Stiker di KA Prameks
Mereka berupaya menghidupi diri mereka dari belas kasihan masyarakat, sementara dengan pemberdayaan yang tepat, dan dihilangkannya diskriminasi terhadap mereka, tidak menutup kemungkinan para penyandang disabilitas memiliki kompetensi yang mumpuni, dan mampu menghidupi diri mereka dari skill yang mereka miliki.
Realita di masyarakat, para penyandang disabilitas ini ternyata masih mengalami stigma negatif sehingga memiliki keterbatasan tambahan, keterbatasan dalam akses publik, informasi, maupun lapangan pekerjaan yang setara dengan yang lainnya.
Keterbatasan tersebut tampak misal dalam akses publik misal trotoar, transportasi dan fasilitas publik; pendidikan yang membedakan antara penyandang disabilitas dan bukan; informasi, dalam hal akses buku, internet, televisi; dan ketenagakerjaan. Anda boleh cek media cetak nasional maupun lokal yang sering menampilkan iklan lowongan pekerjaan, biasanya tiap sabtu, yang masih memberikan syarat-syarat tertentu yang membatasi para penyandang disabilitas. Banyak pula yang menganggap bahwa penyandang cacat sama dengan tidak sehat, sehingga tidak dapat diterima sebagai pekerja karena syarat untuk menjadi pekerja salah satunya adalah sehat jasmani dan rohani.
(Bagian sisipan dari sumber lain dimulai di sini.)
PR #252, opened 2025-02-07
Return failing exit code if `jank` or `jank-test` catches exception in main

### LINKED ISSUE #181: `run-main` returns 0 exit code on exception
Probably should be non-zero.

```clojure
clojure-cli-test/lein-jank/test-project $ lein jank run
Bottom of clojure.core
Exception: invalid call to test-project.core/-main (jit_function@0x7ea926d0a2d8) with 0 args provided
clojure-cli-test/lein-jank/test-project $ echo $?
0
```

frenchy64:
Closes #181 

Also fixes `lein-jank` error handling.


frenchy64:
Something is very wrong in CI, reverting to draft.

frenchy64:
I think the culprit was a lack of `apt-get update`.

compiler+runtime/bin/jank/compiler+runtime/bash_test.clj
```diff
@@ -25,19 +26,25 @@
           (if skip?
             (util/log-warning "Skipped " relative-dirname)
             (util/with-elapsed-time duration
-              (let [res @(b.p/process {:out :string
-                                       :err :out
-                                       :dir dirname
-                                       :extra-env extra-env}
-                                      test-file)]
-                (when (or (and (zero? (:exit res)) expect-failure?)
```
jeaye, line 33: I don't understand why we need timeouts for this. None of your exit code stuff is blocking, looping, etc. What's the use case for being concerned about it not returning fast enough?

compiler+runtime/bin/jank/compiler+runtime/bash_test.clj
```diff
@@ -25,19 +26,25 @@
...
+                                    :extra-env extra-env}
+                                   test-file)
+                    res (deref p (* timeout-seconds-per-script 1000) :timeout)]
+                (when (or (= :timeout res)
+                          (and (zero? (:exit res)) expect-failure?)
                           (and (not (zero? (:exit res))) (not expect-failure?)))
-                  (vreset! unexpected-result res)))
+                  (case res
+                    :timeout (do (b.p/destroy-tree p)
+                                 (vreset! unexpected-result (assoc @p :timeout true)))
```
jeaye, line 40: Please always put a new line after `do` (below, on line 43, too). Also, please use `:timeout?` since we're talking about a bool.

compiler+runtime/test/bash/main-exit/pass-test
```diff
@@ -0,0 +1,75 @@
...
+(deftest jank-run-successful-script
+  (let [{:keys [err out exit]}
+        (proc/shell {:out :string :err :string :continue true}
+                    "jank run src/jank_test/successful_script.jank")]
+    (is (empty? err))
+    (is (= "Bottom of clojure.core\njank_test/successful_script.jank some expected output\n{:foo \"42\"}\n"
+           out))
+    (is (= 0 exit))))
+
+(defn -main [] (System/exit (if (t/successful? (t/run-tests this-ns)) 0 1)))
```
jeaye, line 72: Please always start fn/defn bodies on a new line.

compiler+runtime/test/bash/main-exit/pass-test
```diff
@@ -0,0 +1,75 @@
...
+(ns jank-test-main-exit
+  (:require [babashka.process :as proc]
+            [clojure.string :as str]
+            [clojure.test :as t :refer [deftest run-test is]]))
+
+(def this-ns (ns-name *ns*))
+
+(deftest jank-run-main-successful-exit
+  (let [{:keys [err out exit]}
+        (proc/shell {:out :string :err :string :continue true}
```
jeaye, line 12: I would break all of these map entries onto their own lines, too. There's nothing wrong with more lines!

compiler+runtime/test/bash/main-exit/pass-test
```diff
@@ -0,0 +1,75 @@
...
+                    "jank --module-path src run-main jank-test.successful-exit-code")]
+    (is (empty? err))
+    (is (= "Bottom of clojure.core\njank-test.successful-exit-code: some expected output\n"
```
jeaye, line 15: These tests are incredibly fragile, since they're based on the raw stdout of jank. So, not only will they all break when we remove the `(println "Bottom of clojure.core")`, which should not break any tests, but they'll also not work on the error-reporting branch since we're outputting source snippets, stack traces, etc. If this is a test file for exit codes, let's focus on exit codes.

bin/jank/check_everything.clj
```diff
@@ -36,6 +36,7 @@
       (util/log-warning "Skipping dependency install, since we don't have apt-get")
       (do
         ; Install deps required for running our tests.
+        (util/quiet-shell {} "sudo apt-get update -y")
```
jeaye, line 39: I had avoided this for perf reasons, in CI, since apt is so damn slow to update. It wasn't needed, in my testing. What were you seeing which led you to solve by adding this?

jeaye (changes requested):

bin/jank/check_everything.clj
frenchy64: https://github.com/jank-lang/jank/actions/runs/13209379786/job/36879822368#step:3:802

```
E: Unable to fetch some archives, maybe run apt-get update or try with --fix-missing?
```

One idea could be to only run update if apt-get fails without it.

jeaye: Hm, that sounds too clever. If it's failing without an update, even sometimes, we should just always update, as you did.

compiler+runtime/bin/jank/compiler+runtime/bash_test.clj
jeaye: jank's CI *does not* fail fast. We specifically have this:

```yml
jobs:
  test:
    strategy:
      fail-fast: false
```

compiler+runtime/test/bash/main-exit/pass-test
frenchy64: Thanks, replaced with:

```clojure
(deftest jank-exit-code-test
  (is-shell-exit 0 "jank --module-path src run-main jank-test.successful-exit-code")
  (is-shell-exit 1 "jank --module-path src run-main jank-test.fail-throw-exit")
  (is-shell-exit 1 "jank --module-path src run-main jank-test.fail-uncatchable-exit")
  (is-shell-exit 106 "jank")
  (is-shell-exit 1 "jank run src/jank_test/throwing_script.jank")
  (is-shell-exit 1 "jank run src/jank_test/uncatchable_script.jank")
  (is-shell-exit 0 "jank run src/jank_test/successful_script.jank"))
```

bin/jank/check_everything.clj
frenchy64: Another idea: it seems it's usually the jvm that's failing to install (via lein?). Temurin LTS distributions are cached on Actions runners, we could install lein manually if java exists?

compiler+runtime/bin/jank/compiler+runtime/bash_test.clj
frenchy64: Yes, sorry. I was looking at the wrong build where I changing the `timeout-minutes` to be lower.

Here's a better example: https://github.com/jank-lang/jank/actions/runs/13209300118/job/36879582648#step:3:46

The raw logs show we were for 25m while testing `main-exit`. I still have no idea why it happened. This was the motivation for the timeout changes. Mysteriously the timeouts stopped around when I added the `apt-get update`.

```
2025-02-07T22:52:39.9143327Z 🛈  Tested module/cljc (542ms)
2025-02-07T23:16:25.4280703Z ##[error]The operation was canceled.
```

bin/jank/check_everything.clj
jeaye: Hm. Let's keep the apt update for now. I plan on caching apt deps to speed up that process anyway. We can address it then.

compiler+runtime/bin/jank/compiler+runtime/bash_test.clj
jeaye: I suspect it was waiting for user input. Maybe because it was trying to install something?

frenchy64: Yes. The timeout changes were to prevent silly mistakes like this from melting CI machines, which might be better handled higher up in the script. Leaving as-is for now.

jeaye: Our CI workflow file has this:

```yml
    timeout-minutes: 30
```

Analysis builds take ~25m, while everything other build finishes in ~7m, and linting takes ~3m (most of which is spent installing apt deps). We could perhaps configure this per-job, like we do the name, so that it's 30 for analysis builds and 10 for normal builds and 5 for linting.

compiler+runtime/test/bash/main-exit/pass-test
```diff
@@ -0,0 +1,35 @@
...
+                                      cmd)]
+    (is (= expected-code exit)
+        (pr-str (select-keys res [:exit :out :cmd])))
+    res))
+
+(deftest jank-exit-code-test
+  (is-shell-exit 0 "jank --module-path src run-main jank-test.successful-exit-code")
+  (is-shell-exit 1 "jank --module-path src run-main jank-test.fail-throw-exit")
+  (is-shell-exit 1 "jank --module-path src run-main jank-test.fail-uncatchable-exit")
+  (is-shell-exit 106 "jank")
```
jeaye, line 23: Why 106?

frenchy64: I'm guessing it's from here https://github.com/jank-lang/CLI11/blob/5a03ee58384ce18b6b3de5a2256e18f5ef103633/include/CLI/Error.hpp#L52

PR #259, opened 2025-02-11
letfn

### LINKED ISSUE #257: Implement `letfn*`
# Needed
* Add a new `letfn` expression (follow `let`)
  * Needs new header
  * Needs to be added to the variant in `expression.hpp`
  * Will fail to compile until there are overloads for eval and gen (the next step)
* Add eval and codegen support
  * For eval just wrap the expression and call it, like we do with `let` normally. This will require codegen by `letfn` by wrapping it in a `fn` and the evaluating that
* Ensure `letfn` macro is added and working
* Add tests under `test/jank/form/letfn`

# References
* https://www.nils-blum-oeste.net/letfn-drilldown-a-clojure-special-form-in-detail/

frenchy64:
Closes #257 

The main part I'm not sure about is the `deferred_init` struct. I think ideally it should contain a `local_reference_ptr` that we simply pass to `gen`. But I couldn't figure out the C++ needed to achieve a deep (enough) copy of one, so instead I passed the arguments needed to construct one.

There are some misc changes in here that I noticed or needed:
- I don't think the `operator<` case for symbols looks right, which currently compares hashes. I think it should look like `operator<` of strings.
- I flushed logging a little earlier in `jank-test` to print which test we're up to if we segfault before a test finishes.


frenchy64:
I'll put this back to draft as I remove the boost algorithms (and consider whether we need replacements at all).

frenchy64:
That's where I ended up.

I don't think rearranging `letfn` bindings has any affect. It doesn't change the closed over variables, just the order in which we set them.

My initial idea was to "compile `letfn` to `let`" in the spirit of individual nano-pass optimizations stacking up to a greater than its parts, but it compiles to the same code.

frenchy64:
I found a subtle difference in the native source generated with `letfn` deferred initialization: immediately initialized contexts seem to have attribute `nonnull` when being passed to `jank_closure_create`. Deferred contexts don't.

For example, in `(letfn [(a [] b) (b [] a)])`:

```
%1 = call ptr @GC_malloc(i64 8)
                                                  // <- storing b deferred to final line
%a = call ptr @jank_closure_create(..., ptr %1)   // <- missing nonnull
...
%4 = call ptr @GC_malloc(i64 8)
store ptr %a, ptr %4, align 8.                          // <- immediately stores a
%b = call ptr @jank_closure_create(..., ptr nonnull %4) // <- has nonnull
store ptr %b, ptr %1, align 8
```

It seems like the strongest lead so far in whether we should investigate rearranging letfn bindings to minimize deferred initialization to just mutually recursive bindings.

I removed the analysis pass to do this and wasn't planning on adding it back, but it was nice to find a tangible difference.

jeaye:
> I found a subtle difference in the native source generated with `letfn` deferred initialization: immediately initialized contexts seem to have attribute `nonnull` when being passed to `jank_closure_create`. Deferred contexts don't.
> 
> For example, in `(letfn [(a [] b) (b [] a)])`:
> 
> ```
> %1 = call ptr @GC_malloc(i64 8)
>                                                   // <- storing b deferred to final line
> %a = call ptr @jank_closure_create(..., ptr %1)   // <- missing nonnull
> ...
> %4 = call ptr @GC_malloc(i64 8)
> store ptr %a, ptr %4, align 8.                          // <- immediately stores a
> %b = call ptr @jank_closure_create(..., ptr nonnull %4) // <- has nonnull
> store ptr %b, ptr %1, align 8
> ```
> 
> It seems like the strongest lead so far in whether we should investigate rearranging letfn bindings to minimize deferred initialization to just mutually recursive bindings.
> 
> I removed the analysis pass to do this and wasn't planning on adding it back, but it was nice to find a tangible difference.

We can also just add `nonnull` as an attribute ourselves, if that becomes a problem. :) No need for reworking the binding order to get that. We have full control over the IR; it's *our* IR!

compiler+runtime/test/jank/form/letfn/binding/fail-non-symbol.jank
```diff
@@ -0,0 +1 @@
+(letfn* [1 (clojure.core/fn 1 [])])
```
jeaye, line 1: There's no need for `clojure.core/` in any of these tests. It is referred. That's where `assert`, `=`, etc come from.

Better yet, though, use `fn*`! You're not using destructuring here.

jeaye (changes requested):
:+1: Nice, dude. Some minor comments, but this looks great. I like the thought you put into the test cases, too.

compiler+runtime/test/cpp/jank/jit/processor.cpp
```diff
@@ -69,6 +69,7 @@ namespace jank::jit
         std::stringstream const captured_output;
 
         util::print("testing file {} => ", dir_entry.path().string());
+        std::cerr.flush();
```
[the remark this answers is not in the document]
frenchy64: Yeah, I thought it was a bit strange that this "worked". But the original problem was a segfault happened and this line never printed, so I couldn't figure out which test broke. When I added this line, it printed, clearly by coincidence.

compiler+runtime/test/jank/form/letfn/binding/fail-non-symbol.jank
jeaye: These are tests for the compiler feature, `leftfn*`. The tests for `clojure.core/letfn`, the library feature, will live in clojure-test-suite.

jeaye: So, we'll get all of that coverage. Just has to live in different places. I've gone back and forth on this, in the past, for a long time before finally making this distinction, but I think it helps to have a clear cut line.

frenchy64: Yeah it'll come out in the wash and I'll change it, but here's my take:

The semantics that `letfn*` macroexpands the rhs (or, that it's an expression position) are defined in the analyzer, hence the compiler. We lose test coverage of this property by using `fn*` everywhere.

Happy to concede the fully qualified `clojure.core/fn` is unnecessary, it was doing double duty with the much the more important test of `letfn*`'s evaluation order.

jeaye: `letfn*` is completely separate from `clojure.core/letfn`. Let's not conflate them. It's possible to never use `clojure.core/letfn` at all, while still taking advantage of the `letfn*`. They complement each other, but `clojure.core/letfn` depends on the special form `letfn*`, and not the other way around.

There may be other macros which expand to `letfn*`, in the future, and we won't know what shape they will take. We don't worry about it, since those would be library features, not compiler features.

In Clojure, we conflate the runtime and the compiler so often, but there are still useful (and, I think, necessary) distinctions to be made. I don't see that we'll lose test coverage at all, by using only `fn*` here.

1. Compiler tests
    * Coverage of the special form `letfn*`
3. Library tests (clojure-test-suite)
    * Redundant coverage of `letfn*`, since all roads lead there anyway
    * Coverage of the `letfn` macro, its logic, and its dependencies

By adding any macro assumptions into the compiler tests, we end up with redundancy on both sides.

jeaye:
Applied all feedback, resolved conflicts, and merged. Thanks, Ambrose! Great work figuring this one out.

PR #266, opened 2025-02-13
Add initial error reporting framework

jeaye:
This branch is getting very far from main, which used to work fine when it was just me, but now we have a lot of people changing main each week. I've decided to merge this in batches.

## Included in this PR
* New error namespace, types, helpers
* Lexer completely reworked to use new errors
* Parser completely reworked to use new errors
* Analysis partially reworked to use new errors
* New error report namespace
* Lexer-based highlighter
* CMake summary output on `./configure`

## Remaining work
* Add all necessary source info as meta during parsing
* Finish rework of analysis error handling
* Polish error reporting (jar support, horizontal centering, various edge cases, etc)
* Add a test suite for the error reporter
* Tackle the whole world of runtime errors


compiler+runtime/src/cpp/jank/read/parse.cpp
```diff
@@ -1215,7 +1206,9 @@ namespace jank::read::parse
           auto const resolved_ns(__rt_ctx->resolve_ns(make_box<obj::symbol>(ns_portion)));
           if(resolved_ns.is_none())
           {
-            return err(error{ token.pos, fmt::format("unknown namespace: {}", ns_portion) });
+            return error::parse_unresolved_namespace(
+              fmt::format("Unresolved namespace '{}'", ns_portion),
+              { start_token.start, latest_token.end });
```
frenchy64, line 1211: FYI this case might not be an error due to https://github.com/jank-lang/jank/issues/195, but I'm working on that.

I have this as

```
            ns = ns_portion;
```

in my WIP branch, but I don't have an example handy:

https://github.com/jank-lang/jank/pull/239/files#diff-bced15263f03bb66a379b6f9346fa47a66e15b168e39a710e7153d1c115090e2R1222

compiler+runtime/src/cpp/main.cpp
```diff
@@ -141,6 +144,12 @@ namespace jank
     le.setPrompt(get_prompt("=> "));
     native_transient_string input{};
 
+    /* We write every REPL expression to a temporary file, which then allows us
+     * to later review that for error reporting. We automatically clean it up
+     * and we reuse the same file over and over. */
+    auto const tmp{ boost::filesystem::temp_directory_path() };
+    auto const path{ tmp / boost::filesystem::unique_path("jank-repl-%%%%.jank") };
```
frenchy64, line 151: Thank you!

frenchy64 (commented):
Wow! First skim, I haven't looked at the tests or tried it yet.

compiler+runtime/include/cpp/jank/util/type_name.hpp
```diff
@@ -0,0 +1,76 @@
...
+   * special handling, depending on the compiler, to know how to pull out the type from
+   * the string.
+   *
+   * With that done, we just do some template work to turn the string literal into a
+   * constexpr static variable to which we can have a string_view. Entirely at compile-time.
+   * However, we only want to keep the portion we care about in the resulting binary, not
+   * the whole pretty function string, so we copy it into an array which contains only
+   * the type name.
+   *
+   * Just do type_name<T>() and there's your string_view. */
```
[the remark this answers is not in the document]
jeaye: I said that already, in the second to last paragraph.

compiler+runtime/src/cpp/jank/error/report.cpp
```diff
@@ -0,0 +1,495 @@
...
+      }
+    }
+
+    size_t last_number{};
+    for(size_t i{}; i < lines.size(); ++i)
+    {
+      /* Remove ellipsis if needed. */
+      if(lines[i].kind == line::kind::ellipsis)
+      {
+        /* We can be confident there's no note right after an ellipsis. */
```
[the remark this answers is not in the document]
jeaye: The top margin guarantees this.

compiler+runtime/src/cpp/jank/read/parse.cpp
jeaye: Gotcha. Leaving as-is for now. Can be fixed in your PR.

compiler+runtime/src/cpp/main.cpp
jeaye: Was this bothering you somehow? :grin:

compiler+runtime/src/cpp/jank/read/parse.cpp
```diff
@@ -630,13 +622,13 @@ namespace jank::read::parse
     }
     else if(list_result.expect_ok().is_none())
     {
-      return err(
-        error{ start_token.pos, native_persistent_string{ "value after #( must be present" } });
+      return error::parse_invalid_shorthand_function({ start_token.start, latest_token.end },
+                                                     "Value after #( must be present");
```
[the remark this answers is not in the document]
jeaye: I haven't combed through every parse error yet, to verify they're all reachable. I think this one is not reachable and so should be either removed or changed to an internal parse error instead.

jeaye:
> Wow! First skim, I haven't looked at the tests or tried it yet.

Thanks for the review. No requirement to try it locally. You're welcome to, though.

frenchy64:
@jeaye just tried it, it's great. I can look at the tests another time.

frenchy64 (approved):

compiler+runtime/src/cpp/main.cpp
frenchy64: I found this file littered around my directories at some point.

jeaye: Hmmm. We weren't writing to a file before. Must've been from something else.

frenchy64: Oh, probably `.jank-repl-history`.

jeaye: Ah, yes. You'll see that. We don't clean them up. Leiningen does the same with `.lein-repl-history`.

frenchy64: Never been bothered by Leiningen's behavior here. Looks like it uses the project-root if project.clj is present, otherwise uses a config directory

https://github.com/technomancy/leiningen/blob/24fb93936133bd7fc30c393c127e9e69bb5f2392/src/leiningen/repl.clj#L152-L153

jeaye: Yeah, I'd prefer if we did something like that, too. Not sure how we'd want to do it, though. We could just use jank's cache dir, which is in `~/.cache/jank` by default. That would be a global history for all projects.

frenchy64: Yes maybe jank should take a path to save configuration, that can be set by e.g., lein-jank.

PR #270, opened 2025-02-16
feat(compilation): compilation directory depends on more cli flags

Samy-33:
on optimization level, include dirs and the macro defines

Related to https://github.com/jank-lang/jank/issues/139

```clojure
➜  compiler+runtime git:(feat/binary-cache-dir) ✗ rm -rf ~/.cache/jank/*
zsh: sure you want to delete all 4 files in /home/saket/.cache/jank [yn]? y
➜  compiler+runtime git:(feat/binary-cache-dir) ✗ ls ~/.cache/jank
➜  compiler+runtime git:(feat/binary-cache-dir) ✗ cat dev/src/a.jank
───────┬───────────────────────────────────────────────────────────────────────────────────────────────────────────────────────────────────────────────────────────────────────────────────────────────────────────────────────────────────────────────────
       │ File: dev/src/a.jank
───────┼───────────────────────────────────────────────────────────────────────────────────────────────────────────────────────────────────────────────────────────────────────────────────────────────────────────────────────────────────────────────────
   1   │ (ns a
   2   │    (:require b))
   3   │
   4   │  (println "Loading a")
   5   │
   6   │  (defmacro load-with-delay [& body]
   7   │    (println "Waiting for 2000ms")
   8   │    (clojure.core-native/sleep 2000)
   9   │    `(do ~@body))
  10   │
  11   │  (load-with-delay
  12   │    (println "Loading with dealy")
  13   │    (b/hello))
  14   │
  15   │  (println "Loaded a")
───────┴───────────────────────────────────────────────────────────────────────────────────────────────────────────────────────────────────────────────────────────────────────────────────────────────────────────────────────────────────────────────────
➜  compiler+runtime git:(feat/binary-cache-dir) ✗ cat dev/src/b.jank
───────┬───────────────────────────────────────────────────────────────────────────────────────────────────────────────────────────────────────────────────────────────────────────────────────────────────────────────────────────────────────────────────
       │ File: dev/src/b.jank
───────┼───────────────────────────────────────────────────────────────────────────────────────────────────────────────────────────────────────────────────────────────────────────────────────────────────────────────────────────────────────────────────
   1   │ (ns b)
   2   │
   3   │ (defn hello [] (println "Hello, world!"))
───────┴───────────────────────────────────────────────────────────────────────────────────────────────────────────────────────────────────────────────────────────────────────────────────────────────────────────────────────────────────────────────────
➜  compiler+runtime git:(feat/binary-cache-dir) ✗ time ./build/jank -O 2 --module-path ./dev/src compile a
Bottom of clojure.core
Loading a
Waiting for 2000ms
Loading with dealy
Hello, world!
Loaded a
./build/jank -O 2 --module-path ./dev/src compile a  0.24s user 0.04s system 11% cpu 2.274 total
➜  compiler+runtime git:(feat/binary-cache-dir) ✗ time ./build/jank -O 2 --module-path ./dev/src compile a
Bottom of clojure.core
Loading a
Loading with dealy
Hello, world!
Loaded a
./build/jank -O 2 --module-path ./dev/src compile a  0.49s user 0.04s system 99% cpu 0.530 total
➜  compiler+runtime git:(feat/binary-cache-dir) ✗ ls ~/.cache/jank
x86_64-pc-linux-gnu-7447f407ffb4bafe59ff60f5a258966c3c737e30c91c43ce817d4d17fad2a15f
➜  compiler+runtime git:(feat/binary-cache-dir) ✗ ls ~/.cache/jank/x86_64-pc-linux-gnu-7447f407ffb4bafe59ff60f5a258966c3c737e30c91c43ce817d4d17fad2a15f
classes
➜  compiler+runtime git:(feat/binary-cache-dir) ✗ ls ~/.cache/jank/x86_64-pc-linux-gnu-7447f407ffb4bafe59ff60f5a258966c3c737e30c91c43ce817d4d17fad2a15f/classes
a.o  b.o
➜  compiler+runtime git:(feat/binary-cache-dir) ✗ time ./build/jank -O 1 --module-path ./dev/src compile a
Bottom of clojure.core
Loading a
Waiting for 2000ms
Loading with dealy
Hello, world!
Loaded a
./build/jank -O 1 --module-path ./dev/src compile a  0.38s user 0.04s system 17% cpu 2.418 total
➜  compiler+runtime git:(feat/binary-cache-dir) ✗ tree ~/.cache/jank
/home/saket/.cache/jank
├── x86_64-pc-linux-gnu-7447f407ffb4bafe59ff60f5a258966c3c737e30c91c43ce817d4d17fad2a15f
│   └── classes
│       ├── a.o
│       └── b.o
└── x86_64-pc-linux-gnu-cbbfd6ecd45e15eb3c16b9c59f1c5ebed2d457381af01a6a2f08271b114084a8
    └── classes
        ├── a.o
        └── b.o

5 directories, 4 files
➜  compiler+runtime git:(feat/binary-cache-dir) ✗ time ./build/jank -O 1 --module-path ./dev/src compile a
Bottom of clojure.core
Loading a
Loading with dealy
Hello, world!
Loaded a
./build/jank -O 1 --module-path ./dev/src compile a  0.39s user 0.03s system 99% cpu 0.430 total
➜  compiler+runtime git:(feat/binary-cache-dir) ✗ time ./build/jank -O 1 --module-path ./dev/src compile a
Bottom of clojure.core
Loading a
Loading with dealy
Hello, world!
Loaded a
./build/jank -O 1 --module-path ./dev/src compile a  0.28s user 0.04s system 99% cpu 0.317 total
```


jeaye (changes requested):
I can see why you were asking me questions about these two directories. Everything we have in there is confusing. :joy: 

This is what we want, going forward:

1. Compiled object files ALWAYS are written to the binary cache dir; there is no option to change that
2. The CLI option is for changing where the final executable is stored; I think we should just rename this to `-o <file>` for the CLI command which compiles binaries. We don't need to specify a dir or anything.

I think that means we can rename `output_dir` in RT ctx to `binary_cache_dir`, to be super clear of the intention. Then we can remove the `--output-dir` flag altogether. Later, when we support compiling executables, we can add in the `-o <file>` flag for that command.

compiler+runtime/src/cpp/jank/util/dir.cpp
```diff
@@ -61,15 +62,20 @@ namespace jank::util
...
     static native_persistent_string res;
     if(!res.empty())
     {
       return res;
     }
 
-    return res = fmt::format("{}/{}", user_cache_dir(), binary_version());
+    return res = fmt::format("{}/{}",
+                             user_cache_dir(),
+                             binary_version(optimization_level, includes, defines));
```
jeaye, line 78: Hm, I was wrong, Saket. This is not going to work. If two separate projects both have ns `a`, with different code, then compiling one project first, then going to compile the other project could result in loading the first project's `a` when you go to compile the second.

This could work fine for dependencies from maven, but we don't have a good way to distinguish them from project sources right now. To mitigate this, let's put the binary cache dir in `target/<binary version>`, relative to the current directory. This is what leiningen does. So we should just be able to replace `user_cache_dir` here with `"target"`.

jeaye (changes requested):

compiler+runtime/src/cpp/jank/util/dir.cpp
Samy-33: Uhuh. That is a good observation. Thanks for catching.

Dependency and project modules could also conflict. But I think it can be the developer's responsibility to choose unique prefixes for their namespaces.

Not as important to handle this within language than other features, at the moment.

compiler+runtime/src/cpp/jank/runtime/context.cpp
```diff
@@ -41,7 +41,10 @@ namespace jank::runtime
 
   context::context(util::cli::options const &opts)
     : jit_prc{ opts }
-    , output_dir{ opts.compilation_path }
+    , binary_cache_dir{ fmt::format(
+        "{}/{}",
+        util::binary_cache_dir(opts.optimization_level, opts.include_dirs, opts.define_macros),
+        "classes") }
```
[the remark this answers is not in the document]
Samy-33: Done.

jeaye:
Thanks, Saket!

Dengan realita seperti yang saya sampaikan diatas, saya mendukung bagaimana penyandang disabilitas mendapatkan publikasi yang lebih, baik melalui media cetak maupun media online arus utama, sehingga mampu menghapus stigma bagi para penyandang disabilitas, memberikan peran lebih untuk mendapatkan akses publik, informasi dan pekerjaan sehingga hak-hak mereka sebagai warga negara terpenuhi, dan tercipta kesetaraan di mata masyarakat.